Henrika McCoy, Elizabeth A. Bowen. Hope in the Social Environment: Factors Affecting Future Aspirations and School Self-Efficacy for Youth in Urban Environments. Child and Adolescent Social Work Journal, 2014; DOI: 10.1007/s10560-014-0343-7

Don’t Just Acknowledge Bias, Demand Its Reduction

From Adam Grant and Sheryl Sandberg’s “When Talking About Bias Backfires“:

The assumption is that when people realize that biases are widespread, they will be more likely to overcome them. But new research suggests that if we’re not careful, making people aware of bias can backfire, leading them to discriminate more rather than less.

The key is to conclude the acknowledgment of the problem with clear disapproval of it, such as:

“Please don’t remove the petrified wood from the park.”

“A vast majority of people try to overcome their stereotypic preconceptions.”

“I don’t ever want to see this happen again.”

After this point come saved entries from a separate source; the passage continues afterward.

PR #72, opened 2021-06-25
8269415: [11u] Remove ea from DEFAULT_PROMOTED_VERSION_PRE in OpenJDK 11u

RealCLanger:
Implement suggested parameter correction as per https://mail.openjdk.java.net/pipermail/jdk-updates-dev/2021-February/005045.html

---------
### Progress

### Issue
 * [JDK-8269415](https://bugs.openjdk.java.net/browse/JDK-8269415): [11u] Remove ea from DEFAULT_PROMOTED_VERSION_PRE in OpenJDK 11u

### Reviewers
 * [Severin Gehwolf](https://openjdk.java.net/census#sgehwolf) (@jerboaa - **Reviewer**)

### Reviewing

Checkout this PR locally: \
`$ git fetch https://git.openjdk.java.net/jdk11u-dev pull/72/head:pull/72` \
`$ git checkout pull/72`

`$ git checkout pull/72` \
`$ git pull https://git.openjdk.java.net/jdk11u-dev pull/72/head`

</details>

Checkout this PR locally: \
`$ git pr checkout 72`

`$ git pr show -t 72`

</details>

<a href="https://git.openjdk.java.net/jdk11u-dev/pull/72.diff">https://git.openjdk.java.net/jdk11u-dev/pull/72.diff</a>

</details>


jerboaa (commented):
I'm not sure this is the right move. 11.0.13 (which corresponds to the jdk11u-dev tree) is "Early Access" for all intents and purposes at this time. It should be removed for the `-ga` tag only and then added back if you'd ask me.

At least that's how I understood Andrew's suggestion on the mailing list.

RealCLanger:
> I'm not sure this is the right move. 11.0.13 (which corresponds to the jdk11u-dev tree) is "Early Access" for all intents and purposes at this time. It should be removed for the `-ga` tag only and then added back if you'd ask me.

Well, my motivation for this change is mainly consistency. For instance in [16u](https://github.com/openjdk/jdk16u/blob/master/make/autoconf/version-numbers) you also find 'DEFAULT_PROMOTED_VERSION_PRE=', without it being changed back and forth in its history. We have never changed such type of release data in the source code so far and I think it's neither feasible nor the right thing to do, given that we use tags for releases.

I'm inclined to read this value like 'ea' designates the major release to be still in development.

After all, this property is only used in Oracle CI builds so far.

jerboaa:
> > I'm not sure this is the right move. 11.0.13 (which corresponds to the jdk11u-dev tree) is "Early Access" for all intents and purposes at this time. It should be removed for the `-ga` tag only and then added back if you'd ask me.
> 
> Well, my motivation for this change is mainly consistency. For instance in [16u](https://github.com/openjdk/jdk16u/blob/master/make/autoconf/version-numbers) you also find 'DEFAULT_PROMOTED_VERSION_PRE=', without it being changed back and forth in its history. We have never changed such type of release data in the source code so far and I think it's neither feasible nor the right thing to do, given that we use tags for releases.
> 
> I'm inclined to read this value like 'ea' designates the major release to be still in development.

Could be. I now also realize that it's the default for **PROMOTED** builds, which I suspect will never be EA for update releases.

> After all, this property is only used in Oracle CI builds so far.

In the bug you say:

```
While the value itself is only used by Oracle builds so far, it should still be corrected in OpenJDK to enable downstream vendors to correctly use it. 
```
This implies to me that we are going to maintain this to be correct going forward. Go from `ea` to `ga` at the correct points in time. Could you please clarify this in the bug?

RealCLanger:
> This implies to me that we are going to maintain this to be correct going forward. Go from `ea` to `ga` at the correct points in time. Could you please clarify this in the bug?

I've updated the bug. Please check whether the description is concise now.

jerboaa (approved):

PR #109, opened 2021-07-07
8269661: JNI_GetStringCritical does not lock char array

zhengyu123:
I would like to backport this patch to openjdk11u.

This patch mainly impacts Shenandoah GC, which is the only GC that supports object pinning and string deduplication.

The original patch does not apply cleanly, because it uses new string deduplication API introduced in jdk17. openjdk11u cannot prevent a string from being deduplicated, so it risks the possibility that string deduplication modifies string value while string critical session is in progress.

I purpose to take an alternative approach in openjdk11u: return a copy of string value when object pinning + string deduplication is enabled.

Test:
- [x] tier1 with UseShenandoahGC + UseStringDeduplication on Linux x86_64.

---------
### Progress

### Issues
 * [JDK-8269661](https://bugs.openjdk.java.net/browse/JDK-8269661): JNI_GetStringCritical does not lock char array
 * [JDK-8269650](https://bugs.openjdk.java.net/browse/JDK-8269650): Optimize gc-locker in [Get|Release]StringCritical for latin string

### Reviewers
 * [Aleksey Shipilev](https://openjdk.java.net/census#shade) (@shipilev - **Reviewer**) ⚠️ Review applies to ac6da0262f4af2bc91a69133a1eb187b54f02f09

### Reviewing

Checkout this PR locally: \
`$ git fetch https://git.openjdk.java.net/jdk11u-dev pull/109/head:pull/109` \
`$ git checkout pull/109`

`$ git checkout pull/109` \
`$ git pull https://git.openjdk.java.net/jdk11u-dev pull/109/head`

</details>

Checkout this PR locally: \
`$ git pr checkout 109`

`$ git pr show -t 109`

</details>

<a href="https://git.openjdk.java.net/jdk11u-dev/pull/109.diff">https://git.openjdk.java.net/jdk11u-dev/pull/109.diff</a>

</details>


src/hotspot/share/prims/jni.cpp
```diff
@@ -3212,30 +3213,63 @@ JNI_ENTRY(void, jni_ReleasePrimitiveArrayCritical(JNIEnv *env, jarray array, voi
...
 JNI_END
 
+// If a copy of string value should be returned instead
+static bool copy_string_value(oop str) {
+  return java_lang_String::is_latin1(str) ||
+         // To prevent deduplication from replacing the value array while setting up or in
+         // the critical section. That would lead to the release operation
+         // unpinning the wrong object.
+         (Universe::heap()->supports_object_pinning() &&
+          StringDedup::is_enabled());
```
shipilev, line 3223: The indenting here is odd, should probably be 2 spaces?

src/hotspot/share/prims/jni.cpp
```diff
@@ -3212,30 +3213,63 @@ JNI_ENTRY(void, jni_ReleasePrimitiveArrayCritical(JNIEnv *env, jarray array, voi
 HOTSPOT_JNI_RELEASEPRIMITIVEARRAYCRITICAL_RETURN();
 JNI_END
 
+// If a copy of string value should be returned instead
+static bool copy_string_value(oop str) {
```
shipilev, line 3217: I propose we call this `should_copy_string_value`.

shipilev (commented):
This looks okay to me, modulo minor comments. But I also think we need to wait for upstream to test the patches first.

src/hotspot/share/prims/jni.cpp
```diff
@@ -3212,30 +3213,63 @@ JNI_ENTRY(void, jni_ReleasePrimitiveArrayCritical(JNIEnv *env, jarray array, voi
...
 JNI_END
 
+// If a copy of string value should be returned instead
+static bool should_copy_string_value(oop str) {
+  return java_lang_String::is_latin1(str) ||
+    // To prevent deduplication from replacing the value array while setting up or in
+    // the critical section. That would lead to the release operation
+    // unpinning the wrong object.
+    (Universe::heap()->supports_object_pinning() &&
+     StringDedup::is_enabled());
```
shipilev, line 3223: This could be on the same line, I think.

src/hotspot/share/prims/jni.cpp
```diff
@@ -3212,30 +3213,63 @@ JNI_ENTRY(void, jni_ReleasePrimitiveArrayCritical(JNIEnv *env, jarray array, voi
...
-  oop s = lock_gc_or_pin_object(thread, string);
-  typeArrayOop s_value = java_lang_String::value(s);
-  bool is_latin1 = java_lang_String::is_latin1(s);
-  if (isCopy != NULL) {
-    *isCopy = is_latin1 ? JNI_TRUE : JNI_FALSE;
-  }
+  oop s = JNIHandles::resolve_non_null(string);
   jchar* ret;
-  if (!is_latin1) {
+  if (!should_copy_string_value(s)) {
```
shipilev, line 3251: Can probably swap the branches to avoid `!` here? This would also be consistent with release.

shipilev (approved):
This looks good to me, but I still think we need to wait for more testing of these patches upstream.

PR #205, opened 2021-08-06
8251549: Update docs on building for Git

jerboaa:
Hi,

Now that OpenJDK 11u is fully on Git we should update the docs to no longer refer to Mercurial and use Git instead. The JDK 16 patch doesn't apply clean due to some differences in the file (e.g. referring to JDK 8 vs. JDK 11 in head). `doc/building.html` is the result of running `make update-build-docs` when the `building.md` file has the relevant changes.

Thoughts?

---------
### Progress

### Issue
 * [JDK-8251549](https://bugs.openjdk.java.net/browse/JDK-8251549): Update docs on building for Git

### Reviewers
 * [Christoph Langer](https://openjdk.java.net/census#clanger) (@RealCLanger - **Reviewer**)

### Reviewing

Checkout this PR locally: \
`$ git fetch https://git.openjdk.java.net/jdk11u-dev pull/205/head:pull/205` \
`$ git checkout pull/205`

`$ git checkout pull/205` \
`$ git pull https://git.openjdk.java.net/jdk11u-dev pull/205/head`

</details>

Checkout this PR locally: \
`$ git pr checkout 205`

`$ git pr show -t 205`

</details>

<a href="https://git.openjdk.java.net/jdk11u-dev/pull/205.diff">https://git.openjdk.java.net/jdk11u-dev/pull/205.diff</a>

</details>

### DIFF
--- a/doc/building.html
+++ b/doc/building.html
@@ -93,12 +93,10 @@
 <li><a href="#getting-help">Getting Help</a></li>
 </ul></li>
 <li><a href="#hints-and-suggestions-for-advanced-users">Hints and Suggestions for Advanced Users</a><ul>
-<li><a href="#setting-up-a-forest-for-pushing-changes-defpath">Setting Up a Forest for Pushing Changes (defpath)</a></li>
 <li><a href="#bash-completion">Bash Completion</a></li>
 <li><a href="#using-multiple-configurations">Using Multiple Configurations</a></li>
 <li><a href="#handling-reconfigurations">Handling Reconfigurations</a></li>
 <li><a href="#using-fine-grained-make-targets">Using Fine-Grained Make Targets</a></li>
-<li><a href="#learn-about-mercurial">Learn About Mercurial</a></li>
 </ul></li>
 <li><a href="#understanding-the-build-system">Understanding the Build System</a><ul>
 <li><a href="#configurations">Configurations</a></li>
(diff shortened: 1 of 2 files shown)


shipilev (commented):
The `*.md` change looks good, but `*.html` has a lot of irrelevant changes. This is usually caused by a different version of pandoc used to generate the HTML file. Please run `make update-build-docs` on master and see what changes it brings. The usual way is to find the pandoc version that produces the minimal changes to HTML. If we don't do this, then HTML would change every time a future contributor changes MD again.

jerboaa:
> The `*.md` change looks good, but `*.html` has a lot of irrelevant changes. This is usually caused by a different version of pandoc used to generate the HTML file.

I see. Makes sense. Do you know which pandoc version we need? I have `2.9.2.1`

> Please run `make update-build-docs` on master and see what changes it brings. The usual way is to find the pandoc version that produces the minimal changes to HTML. If we don't do this, then HTML would change every time a future contributor changes MD again.

OK. I'll try to figure it out. Thanks for the sanity check!

shipilev:
> > The `*.md` change looks good, but `*.html` has a lot of irrelevant changes. This is usually caused by a different version of pandoc used to generate the HTML file.
> 
> I see. Makes sense. Do you know which pandoc version we need? I have `2.9.2.1`

Look at `./make/conf/jib-profiles.js` in the 11u tree and in current master. Chances are there is no exact Pandoc version that produces the same HTML file _exactly_, but we probably want to have it as close to current version as possible. So that we generate the HTML file once here, and then stick with the particular Pandoc version going forward.

jerboaa:
> > > The `*.md` change looks good, but `*.html` has a lot of irrelevant changes. This is usually caused by a different version of pandoc used to generate the HTML file.
> > 
> > 
> > I see. Makes sense. Do you know which pandoc version we need? I have `2.9.2.1`
> 
> Look at `./make/conf/jib-profiles.js` in the 11u tree and in current master. Chances are there is no exact Pandoc version that produces the same HTML file _exactly_, but we probably want to have it as close to current version as possible. So that we generate the HTML file once here, and then stick with the particular Pandoc version going forward.

Thanks!

Found the needed version, I think. Seems to be `1.17.2`
https://github.com/openjdk/jdk11u-dev/blob/master/make/devkit/createPandocBundle.sh#L34

jerboaa:
@shade Updated `doc/building.html` with with pandoc `1.17.2` now. Looks clean-ish to me. Thoughts?

shipilev (approved):
Thanks! There are a few unrelated hunks still (formatting in cross-compilation tables), but I don't think we need to fret about those. Looks good.

jerboaa:
Thanks for the review!

RealCLanger (approved):
LGTM, thanks for backporting.

PR #279, opened 2021-08-23
8263776: [JVMCI] add helper to perform Java upcalls

jerboaa:
Here is a backport for JDK-8263776. The patch doesn't apply cleanly since it uses features only introduced with JDK-8230199 (JDK 15+, not in OpenJDK 11u). This patch is the same labsopenjdk 11 uses. This patch is also needed for using graal js with plain OpenJDK.

Testing: test/hotspot/jtreg/compiler/jvmci and manual upstream Graal unit test.

---------
### Progress

### Issue
 * [JDK-8263776](https://bugs.openjdk.java.net/browse/JDK-8263776): [JVMCI] add helper to perform Java upcalls

### Reviewers

### Contributors
 * Tom Rodriguez `<never@openjdk.org>`

### Reviewing

Checkout this PR locally: \
`$ git fetch https://git.openjdk.java.net/jdk11u-dev pull/279/head:pull/279` \
`$ git checkout pull/279`

`$ git checkout pull/279` \
`$ git pull https://git.openjdk.java.net/jdk11u-dev pull/279/head`

</details>

Checkout this PR locally: \
`$ git pr checkout 279`

`$ git pr show -t 279`

</details>

<a href="https://git.openjdk.java.net/jdk11u-dev/pull/279.diff">https://git.openjdk.java.net/jdk11u-dev/pull/279.diff</a>

</details>

### DIFF
--- a/src/hotspot/share/jvmci/jvmciRuntime.cpp
+++ b/src/hotspot/share/jvmci/jvmciRuntime.cpp
@@ -415,7 +415,7 @@ class ArgumentPusher : public SignatureIterator {
   jlong _argument;
   bool _pushed;
 
-  jlong next_arg(BasicType expectedType) {
+  jlong next_arg() {
     guarantee(!_pushed, "one argument");
     _pushed = true;
     return _argument;
@@ -444,7 +444,7 @@ class ArgumentPusher : public SignatureIterator {
   }
 
  public:
-  ArgumentPusher(Symbol* signature, JavaCallArguments*  jca, jlong argument, bool is_static) : SignatureIterator(signature) {
+  ArgumentPusher(Symbol* signature, JavaCallArguments*  jca, jlong argument) : SignatureIterator(signature) {
     this->_return_type = T_ILLEGAL;
     _jca = jca;
     _argument = argument;
@@ -454,13 +454,13 @@ class ArgumentPusher : public SignatureIterator {
 
   inline void do_object() { _jca->push_oop(next_object()); }
 
-  inline void do_bool()   { if (!is_return_type()) _jca->push_int((jboolean) next_arg(T_BOOLEAN)); }
-  inline void do_char()   { if (!is_return_type()) _jca->push_int((jchar) next_arg(T_CHAR)); }
-  inline void do_short()  { if (!is_return_type()) _jca->push_int((jint)  next_arg(T_SHORT)); }
-  inline void do_byte()   { if (!is_return_type()) _jca->push_int((jbyte) next_arg(T_BYTE)); }
-  inline void do_int()    { if (!is_return_type()) _jca->push_int((jint)  next_arg(T_INT)); }
+  inline void do_bool()   { if (!is_return_type()) _jca->push_int((jboolean) next_arg()); }
+  inline void do_char()   { if (!is_return_type()) _jca->push_int((jchar) next_arg()); }
+  inline void do_short()  { if (!is_return_type()) _jca->push_int((jint)  next_arg()); }
+  inline void do_byte()   { if (!is_return_type()) _jca->push_int((jbyte) next_arg()); }
+  inline void do_int()    { if (!is_return_type()) _jca->push_int((jint)  next_arg()); }
 
-  inline void do_long()   { if (!is_return_type()) _jca->push_long((jlong) next_arg(T_LONG)); }
+  inline void do_long()   { if (!is_return_type()) _jca->push_long((jlong) next_arg()); }
   inline void do_float()  { if (!is_return_type()) _jca->push_float(next_float()); }
   inline void do_double() { if (!is_return_type()) _jca->push_double(next_double()); }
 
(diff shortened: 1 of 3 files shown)


jerboaa:
I'm pretty sure the GHA tier1 failure of `gc/stress/gcold/TestGCOldWithCMS.java` on Linux x86 is unrelated as this is an JVMCI only change.

src/hotspot/share/jvmci/jvmciRuntime.cpp
```diff
@@ -409,6 +409,115 @@ JRT_ENTRY(void, JVMCIRuntime::throw_class_cast_exception(JavaThread* thread, con
...
+      case T_SHORT:
+        return (jshort) value->i;
+      case T_INT:
+        return value->i;
+      case T_LONG:
+        return value->j;
+      case T_FLOAT:
+        return value->f;
+      case T_DOUBLE:
+        return value->d;
```
shipilev, line 513: The original commit uses `value->i` and `value->j` here. Of course, `value->f` and `value->d` look more correct, but do you understand why this difference?

src/hotspot/share/jvmci/jvmciRuntime.cpp
```diff
@@ -409,6 +409,115 @@ JRT_ENTRY(void, JVMCIRuntime::throw_class_cast_exception(JavaThread* thread, con
...
+ public:
+  ArgumentPusher(Symbol* signature, JavaCallArguments*  jca, jlong argument, bool is_static) : SignatureIterator(signature) {
+    this->_return_type = T_ILLEGAL;
+    _jca = jca;
+    _argument = argument;
+    _pushed = false;
+    iterate();
+  }
+
+  inline void do_object() {       _jca->push_oop(next_object()); }
```
shipilev, line 455: Excess whitespace before `_jca`.

src/hotspot/share/jvmci/jvmciRuntime.cpp
```diff
@@ -409,6 +409,115 @@ JRT_ENTRY(void, JVMCIRuntime::throw_class_cast_exception(JavaThread* thread, con
...
+  inline void do_int()    { if (!is_return_type()) _jca->push_int((jint)  next_arg(T_INT)); }
+
+  inline void do_long()   { if (!is_return_type()) _jca->push_long((jlong) next_arg(T_LONG)); }
+  inline void do_float()  { if (!is_return_type()) _jca->push_float(next_float()); }
+  inline void do_double() { if (!is_return_type()) _jca->push_double(next_double()); }
+
+  inline void do_object(int begin, int end) { if (!is_return_type()) do_object(); }
+  inline void do_array(int begin, int end)  { if (!is_return_type()) do_object(); }
+
+  inline void do_void()                     { }
```
shipilev, line 470: Excess whitespace before `{ }`.

shipilev (commented):
I have questions :)

shipilev:
> I'm pretty sure the GHA tier1 failure of `gc/stress/gcold/TestGCOldWithCMS.java` on Linux x86 is unrelated as this is an JVMCI only change.

Yes, it looks like another instance of [JDK-8272195](https://bugs.openjdk.java.net/browse/JDK-8272195).

src/hotspot/share/jvmci/jvmciRuntime.cpp
jerboaa: The original change handles `T_INT` and `T_FLOAT` (same bit width) with a single case statement. Same for `T_DOUBLE` and `T_LONG`. Therefore returning the more generic union types `value->i` and `value->j` respectively. I'm not sure this actually makes any difference. This seems the cleaner way to handle it.

shipilev: Yeah, I don't see the difference, but I think this is how we do conversions: put the `jdouble` to `value->d`, read `jlong` from `value->j`. Since this method returns `jlong`, I would expect `value->j` here. See e.g. `next_double()` in this patch.

Note that if we do `->f`, `->d` for `T_FLOAT` and `T_DOUBLE`, then it is reasonable to expect `T_BOOLEAN` and friends also replaced by their own type-specific union fields.

I would personally like to match mainline here, and then maybe clean up mainline, then backport the cleanup as the follow-up.

jerboaa: Sure. I've also noticed that there are minor differences to the JDK 17 version (local `return_type` variable over `jap.get_ret_type()`). Will fix. Thanks!

jerboaa:
@shipilev I've updated the patch to be similar to the mainline version now. Changes include:

- Get rid of unused `is_static` boolean in `ArgumentPusher`
- Get rid of unused `expectedType` in `nextArg()`
- Use local variable `return_type` over calling `jap.get_ret_type()` repeatedly.
- Use the same fall-through case for `T_DOUBLE/T_LONG` (`value->j`) and `T_INT/T_FLOAT` (`value->i`), which matches mainline.

shipilev (approved):
All right, this looks good to me.

jerboaa:
Thanks for the review!

PR #274, opened 2021-08-23
8250810: Push missing parts of JDK-8248817

rnkovacs:
This is a refactoring patch with no functional change. It didn't apply cleanly. Differences to the original commit:

In `thread_windows_x86.cpp`:
- Some removed lines were simpler on tip because of [JDK-8248240](https://github.com/openjdk/jdk/commit/a6e794b3e85d28537bf740d9d7e68339707d38e1#diff-d4111d540c34b1e0f4acac1e92877ce458b29d70126ccb113b439261a503ed95).

In `os_windows.cpp`:
- The block around L2461 is no longer present on tip, that and a bit of the next block can be simplified.
- The conditions on L2539 ([JDK-8234372](https://github.com/openjdk/jdk/commit/4e4d1f2b4dad61b4c4590f1d3a956b9ad86ff74c#diff-84938e7dfe64805a850b8a729495117a972a474622fff12bb97ee45cbc2184f2)) and L2549 ([JDK-8213199](https://github.com/openjdk/jdk/commit/7c3f2b06f13e3d28b74193d8acac4478e8c12bdb#diff-84938e7dfe64805a850b8a729495117a972a474622fff12bb97ee45cbc2184f2)) (original line numbers) are different on tip. We actually didn't touch those, they only show up colored in the diff because of the whitespace changes.
- The surrounding code is different around L2586 because of [JDK-8191278](https://github.com/openjdk/jdk/commit/aedbb7580334cb9131f547845f9b7aa3916ddf4b#diff-84938e7dfe64805a850b8a729495117a972a474622fff12bb97ee45cbc2184f2), but the changes are the same.

---------
### Progress
- [x] Change must not contain extraneous whitespace
- [x] Commit message must refer to an issue
- [x] Change must be properly reviewed

### Issue
 * [JDK-8250810](https://bugs.openjdk.java.net/browse/JDK-8250810): Push missing parts of JDK-8248817

### Reviewers
 * [Andrew Haley](https://openjdk.java.net/census#aph) (@theRealAph - **Reviewer**) ⚠️ Review applies to a06cf59aeec047e02492ba76397a9cfbf4dd4677
 * [Martin Doerr](https://openjdk.java.net/census#mdoerr) (@TheRealMDoerr - **Reviewer**)

### Contributors
 * Ludovic Henry `<luhenry@openjdk.org>`
 * Bernhard Urban-Forster `<burban@openjdk.org>`

### Reviewing
<details><summary>Using <code>git</code></summary>

[...]

PR #300, opened 2021-08-29
Backport 257809d7440e87ac595d03b6c9a98d8f457f314c

rnkovacs:
Not a clean backport. Differences to the original commit:

- The removed lines in `stubGenerator_x86_32.cpp` and `stubGenerator_x86_64.cpp` are slightly different on tip (comments - [JDK-8234563](https://bugs.openjdk.java.net/browse/JDK-8234563), MP checks - [JDK-8188764](https://bugs.openjdk.java.net/browse/JDK-8188764)), but fundamentally the same.
- Changes to `add`, `xchg` and `cmpxchg` definitions in `atomic_windows_x86.hpp` needed to be adjusted to keep the original parameter orders (changed in JDK 14 by [JDK-8234563](https://bugs.openjdk.java.net/browse/JDK-8234563)).

Changes to `os_windows_x86.cpp` and `os_windows_x86.hpp` applied cleanly.

This is part of the Windows/AArch64 port.


lewurm (approved):
Looks good to me (but I'm not a formal reviewer).

theRealAph (commented):
Is it truly necessary to make such extensive changes to x86 code? I can understand why it's necessary to do such refactoring in head, but can't Windows x86 be mostly left alone, with Windows AArch64 added?

TheRealMDoerr (approved):
Changing so much x86 code in an Windows aarch64 preparation change is not so nice, but it's better than integrating half changes IMHO. Looks good and all tests are green. Good work!

theRealAph:
> Changing so much x86 code in an Windows aarch64 preparation change is not so nice, but it's better than integrating half changes IMHO.

Understood, but one of the main reasons new ports are easily accepted into maintenance releases of OpenJDK is that they are pure additions, so there's little churn to existing code. Backports should be minimal, in order to minimize that churn, and I don't believe this one is.

RealCLanger:
> > I think technically this one is reviewed but maintainers now need to take the decision whether to allow this or reject as being to much of churn. I suggest you add the fix request data to JBS and we will then take a decision.
> 
> It's not technically reviewed: even if two people approve it, objections must be addressed.
> 
> I am still of the belief that the AArch64 code can be integrated without touching the x86 atomics. If I had a WIndows AArch64 system and enough time to figure out how to build and debug this stuff I'd do it myself, just to prove the point.
> 
> Hint: put the common atomic stuff in a separate place. Call it from the AArch64 code, but do not touch the x86 code.

OK, I somehow overread the technical suggestion to try to find a way to do the changes only in the aarch64 code and leaving x86 alone. So, yes, if that would be possible it would probably be a more acceptable way of doing this backport.

lewurm:
By coincidence, the relevant parts for the Windows/AArch64 backport are in https://github.com/openjdk/jdk11u-dev/pull/274 anyway. So I agree with Andrew, this PR with the x86 changes are not needed for the Windows/AArch64 backport.

PR #373, opened 2021-09-17
8222446: assert(C->env()->system_dictionary_modification_counter_changed()) failed: Must invalidate if TypeFuncs differ

TheRealMDoerr:
Backport of JDK-8222446. Doesn't apply cleanly. Mainly because JVMCI is different, but also other context changes.

---------
### Progress

### Issue
 * [JDK-8222446](https://bugs.openjdk.java.net/browse/JDK-8222446): assert(C->env()->system_dictionary_modification_counter_changed()) failed: Must invalidate if TypeFuncs differ

### Reviewers
 * [Paul Hohensee](https://openjdk.java.net/census#phh) (@phohensee - **Reviewer**)

### Reviewing

Checkout this PR locally: \
`$ git fetch https://git.openjdk.java.net/jdk11u-dev pull/373/head:pull/373` \
`$ git checkout pull/373`

`$ git checkout pull/373` \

Social cues can be powerful; use them well.

Flipped instruction and self-regulated learning

From Robert Talbert’s “Flipped learning skepticism: Can students really learn on their own?“:

[Students’] primary experience is with pedagogy that emphasizes dependence. They are brainwashed through years of instructor-centered pedagogy that they are helpless when it comes to learning. But the fact remains that as human beings, they retain the capacity to learn and to regulate their learning. It’s just difficult and takes time and patience.

I’ve long believed that the most important quality which a good teacher must possess is the belief that all students can learn. I’ve also come to believe that self-directed learning is a valuable skill which must be explicitly nurtured and sustained from early childhood education on. As Talbert notes, we all start with it, but it can fade quickly in discouraging environments.